这是我目前的架构:
|-- _id: string (nullable = true)
|-- person: array (nullable = true)
| |-- element: struct (containsNull = true)
| | |-- name: string (nullable = true)
| | |-- adr1: struct (nullable = true)
| | | |-- resid: string (nullable = true)
这就是我想要获得的:
|-- _id: string (nullable = true)
|-- person: array (nullable = true)
| |-- element: struct (containsNull = true)
| | |-- name: string (nullable = true)
| | |-- resid: string (nullable = true)
我正在使用java api。
答案 0 :(得分:3)
您可以使用map
转化:
import java.util.Arrays;
import java.util.stream.Collectors;
import org.apache.spark.sql.Encoder;
import org.apache.spark.sql.Encoders;
Encoder<PeopleFlatten> peopleFlattenEncoder = Encoders.bean(PeopleFlatten.class);
people
.map(person -> new PeopleFlatten(
person.get_id(),
person.getPerson().stream().map(p ->
new PersonFlatten(
p.getName(),
p.getAdr1().getResid()
)
).collect(Collectors.toList())
),
peopleFlattenEncoder
);
其中PeopleFlatten
和PersonFlatten
是对应于预期架构的POJO。
public class PeopleFlatten implements Serializable {
private String _id;
private List<PersonFlatten> person;
// getters and setters
}
public class PersonFlatten implements Serializable {
private String name;
private String resid;
// getters and setters
}
答案 1 :(得分:2)
如果是Scala,我会做以下事情,但由于OP询问了Java,我只是提供它作为指导。

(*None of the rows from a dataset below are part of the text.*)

PR #986, opened 2023-04-17
[ci] Use the latest version of `actions/checkout`

ilankri:
To avoid the warning about deprecated Node.js 16 actions.  See https://github.com/ocsigen/lwt/actions/runs/8134580776.

### DIFF
--- a/.github/workflows/workflow.yml
+++ b/.github/workflows/workflow.yml
@@ -76,7 +76,7 @@ jobs:
 
     steps:
       - name: Checkout code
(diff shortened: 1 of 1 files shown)


raphael-proust:
Should we update to v4? Are there release notes or something that would help finding out if it's relevant?

MisterDA:
It's not particularly relevant. It just updates the Node version used to run the actions. There's been critics from the community on whether the version bump was needed, but here we are.

smorimoto (approved):

PR #987, opened 2023-04-17
[doc][ci] Use the latest version of the used actions

ilankri:


raphael-proust:
The CI fails with

```
2023-07-17 09:53.52: No .ocamlformat file found
2023-07-17 09:53.55: Job failed: No opam files found!
```

I'm guessing the first one is a warning (rather than an error). Although maybe not? FWIW, the Lwt project has never had an ocamlformat file. The code evolves relatively little and with relatively few maintainers/contributors so the benefits of automatic formatting are low. Is it required in order to use the latest CI actions?

The second one is strange. There are multiple opam files in the top-level directory of the repository. I'm wondering if there is a bug in the analysis job, maybe a consequence of not having an ocamlformat file?

ilankri:
> The second one is strange. There are multiple opam files in the top-level directory of the repository. I'm wondering if there is a bug in the analysis job, maybe a consequence of not having an ocamlformat file?

This PR is based on the branch `wikidoc` which does not have opam file. It is probably why the CI fails.

ilankri:
@smorimoto Why close this PR?

smorimoto:
I introduced Dependabot and used some tricks of setup-ocaml to speed it up.

ilankri:
> I introduced Dependabot and used some tricks of setup-ocaml to speed it up.

But these changes were made in the main branch `master`, not `wikidoc`, no?

ilankri:
> > I introduced Dependabot and used some tricks of setup-ocaml to speed it up.
> 
> But these changes were made in the main branch `master`, not `wikidoc`, no?

@smorimoto?

raphael-proust:
(I don't use github much (outside of the maintenance on this and one other repo) so I don't necessarily have the whole context for the actions and such. Still here are two cents regarding the current situation:)

Following the conversion of the manual to `mld`, we need to make major changes to the documentation generation and especially the automated part on the CI.

Some of the diff chunks of this PR are likely to be discarded. Others are probably useful (it seems?) but need to be rebased on top of more intrusive work or redone in a different context.

Issue #991, opened 2023-06-05
Need a way to share SIGCHLD with other libraries


talex5:
Currently, Lwt_unix installs a `SIGCHLD` signal handler soon after start-up. It uses this to implement `waitpid`.

This has a couple of problems. The first problem is that, due to #981, the handler corrupts memory and leads to segfaults. However, even when that is fixed it would still be useful to be able to fork processes using both Lwt and e.g. Eio. Currently, eio_posix installs a handler and then Lwt overwrites it. And even with eio_linux (which doesn't use a signal handler), Lwt's handler may reap Eio's processes before it can collect them.

Therefore, I propose adding some kind of process support to `Lwt_engine.t`. Then e.g. [lwt_eio](https://github.com/ocaml-multicore/lwt_eio) can provide an engine that delegates signal handling to Eio.

raphael-proust:
IIUC this is fixed by https://github.com/ocsigen/lwt/pull/993

@talex5 is this correct?

talex5:
Yes, it's fixed now - thanks!

PR #993, opened 2023-06-22
Make signal handling work on OCaml 5 and with Eio

### LINKED ISSUE #981: SIGSEGV on OCaml 5 due to missing SA_ONSTACK
https://github.com/ocaml/ocaml/pull/11497 says:

> First commit makes sure that signal handlers are run on the alternate signal stack. This is required since fiber stacks are generally too small to run signal handlers on.

Test case:

```ocaml
open Lwt.Infix

let main () =
  for _ = 1 to 10000 do
    match Lwt_unix.fork () with
    | 0 -> Unix._exit 1
    | _child -> ()
  done

let main () =
  Lwt_main.run begin
    Lwt.pause () >>= fun () ->
    main ();
    Lwt.return_unit
  end

let () =
  Effect.Deep.match_with main ()
    { retc = ignore;
      exnc = raise;
      effc = (fun _ -> None);
    };
  Gc.full_major ()
```
Crashes with various errors, e.g.
```
$ ./_build/default/bin/main.exe 
corrupted size vs. prev_size
fish: “./_build/default/bin/main.exe” terminated by signal SIGABRT (Abort)
```
(originally reported as https://github.com/ocaml-multicore/lwt_eio/issues/15)

### LINKED ISSUE #994: Race in worker_loop
`worker_loop` starts by masking signals, since if a signal occurs in this thread it will crash the process:

https://github.com/ocsigen/lwt/blob/90e0d6e1d68a80b016f72b0c9dbea65b6c796342/src/unix/lwt_unix_stubs.c#L968-L977

However, there is a slight chance that a signal will occur before this. Here's a test case:

```ocaml
let pid = Unix.getpid ()

let some_worker_job () =
  Lwt_unix.gethostbyname "www.google.com"

let _ =
  Sys.(set_signal sigusr1) @@ Signal_handle (fun _ -> print_endline "Got USR1");
  Lwt_main.run begin
    let job = some_worker_job () in
    print_endline "Mask USR1 in main thread to make sure worker gets it";
    ignore (Thread.(sigmask SIG_BLOCK) [Sys.sigusr1] : _ list);
    print_endline "Sending USR1";
    assert (Unix.system ("kill -USR1 " ^ string_of_int pid) = Unix.WEXITED 0);
    job
  end
```

If I add a small delay then it reliably segfaults:
```ocaml
static void *worker_loop(void *data) {
  lwt_unix_job job = (lwt_unix_job)data;

  for (int64_t i = 1; i < 10000000; i++) {
    __asm__ __volatile__("");
  }

  ...
```

```
Starting new thread                    
Mask USR1 in main thread to make sure worker gets it
Sending USR1
fish: Job 1, './_build/default/test/unix/sign…' terminated by signal SIGSEGV (Address boundary error)
```

I spotted this while trying to track down some segfaults in my program. I'm not sure if this is the cause of those, as the race looks hard to hit without the delay.

Using `pthread_attr_setsigmask_np` to set an initial mask might fix it.

talex5:
The first commit fixes #981 by using `SA_ONSTACK` with OCaml 5 so that signals do not cause memory corruption.

The second commit is a solution to #991. Before installing a signal handler, Lwt now checks first with the engine, which may now prevent Lwt from installing its handler and instead forward signals from some external handler.

This allows e.g. sharing the SIGCHLD handler with Eio.

It would also be possible to do it the other way around (so that Eio uses Lwt's signal handler). However, Lwt only notifies a single domain and if that domain is busy then the signal will be delayed, whereas Eio's signal handler notifies all interested domains immediately.

The third commit fixes #994, which causes the process to segfault if an OCaml signal handler runs in a Lwt worker thread before that thread has set the signal mask. This bug is more likely to be seen when using Lwt with Eio.

These changes should be low-risk:
- The `SA_ONSTACK` change only affects OCaml 5, where Lwt already segfaults.
- The new engine method has a default that just returns `false`, causing the existing code to behave exactly as before.
- The signal masking is essentially the same trick that OCaml itself uses when creating new threads: https://github.com/ocaml/ocaml/blob/686f49870d69f3d2246b2111e54dbe0d042aa681/runtime/domain.c#L1148-L1161

/cc @raphael-proust

### DIFF
--- a/CHANGES
+++ b/CHANGES
@@ -23,11 +23,20 @@
 
   * Lwt_preemptive.run_in_main_dont_wait to run a function in the main preemptive thread but without waiting for the result. (Kate Deplaix, #960)
 
+  * Lwt_unix.handle_signal and Lwt_engine.forwards_signal to allow other IO libraries (such as Eio) to share signal handlers. (Thomas Leonard, #993, #991)
+
 ====== Build ======
 
   * Remove unused dependency in dune file. (#969, Kate Deplaix)
 
   * Fix some compilation warnings for C stubs with OCaml 5. (#976, Antonin Décimo)
+
+====== Fixes ======
+
+  * Use SA_ONSTACK on OCaml5 to avoid SIGSEGV. (Thomas Leonard, #993, #981)
+
+  * Fix race in worker loop. (Thomas Leonard, #993, #994)
+
 
 ===== 5.6.1 =====
 
--- a/src/unix/lwt_engine.ml
+++ b/src/unix/lwt_engine.ml
@@ -108,6 +108,8 @@ class virtual abstract = object(self)
   method timer_count = Lwt_sequence.length timers
 
   method fork = ()
+
+  method forwards_signal (_signum:int) = false
 end
 
 class type t = object
@@ -433,6 +435,7 @@ let readable_count () = !current#readable_count
 let writable_count () = !current#writable_count
 let timer_count () = !current#timer_count
 let fork () = !current#fork
+let forwards_signal n = !current#forwards_signal n
 
 module Versioned =
 struct
--- a/src/unix/lwt_engine.mli
+++ b/src/unix/lwt_engine.mli
@@ -53,6 +53,13 @@ val fake_io : Unix.file_descr -> unit
 val fork : unit -> unit
   (** Called internally by Lwt_unix.fork to make sure we don't get strange behaviour *)
 
+val forwards_signal : int -> bool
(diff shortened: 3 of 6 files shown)


talex5:
Eio uses a plain OCaml signal handler for SIGCHLD, so this might make #994 more likely.

talex5:
I've added a fix for #994 to this PR too (and updated the PR description).

raphael-proust:
Looks good to me.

case class Address(resid: String)
case class Person(name: String, adr1: Address)
val people = Seq(
("one", Array(Person("hello", Address("1")), Person("world", Address("2"))))
).toDF("_id", "persons")
import org.apache.spark.sql.Row
people.as[(String, Array[Person])].map { case (_id, arr) =>
(_id, arr.map { case Person(name, Address(resid)) => (name, resid) })
}
然而,这种方法非常耗费内存,因为内部二进制行被复制到它们的JVM对象,这些对象使环境面向OutOfMemoryErrors。

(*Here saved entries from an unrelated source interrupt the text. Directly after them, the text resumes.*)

PR #995, opened 2023-07-13
Fix `Lwt_io.read_value` on OCaml 5.1

sim642:
The Marshal header size was changed in https://github.com/ocaml/ocaml/pull/12006.


raphael-proust:
Rebased and added a changelog entry

PR #996, opened 2023-07-17
Remove luv

raphael-proust:
The luv engine is experimental and unreleased.


raphael-proust:
The main reason is that it adds noise in the form of warning for various build/test commands and in the form of additional dependencies in the CI jobs. It's not much but it's also not actively worked on so I'd rather it be re-added if/when it's being developed again.

avsm:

更差性能的另一个查询(但更少内存要求)可以使用explode
运算符来首先对数组进行解构,以便我们轻松访问内部结构。
val solution = people.
select($"_id", explode($"persons") as "exploded"). // <-- that's expensive
select("_id", "exploded.*"). // <-- this is the trick to access struct's fields
select($"_id", $"name", $"adr1.resid").
select($"_id", struct("name", "resid") as "person").
groupBy("_id"). // <-- that's expensive
agg(collect_list("person") as "persons")
scala> solution.printSchema
root
|-- _id: string (nullable = true)
|-- persons: array (nullable = true)
| |-- element: struct (containsNull = true)
| | |-- name: string (nullable = true)
| | |-- resid: string (nullable = true)
该解决方案的优点在于它几乎与Scala或Java无关(因此无论您选择哪种语言,都可以立即使用它。)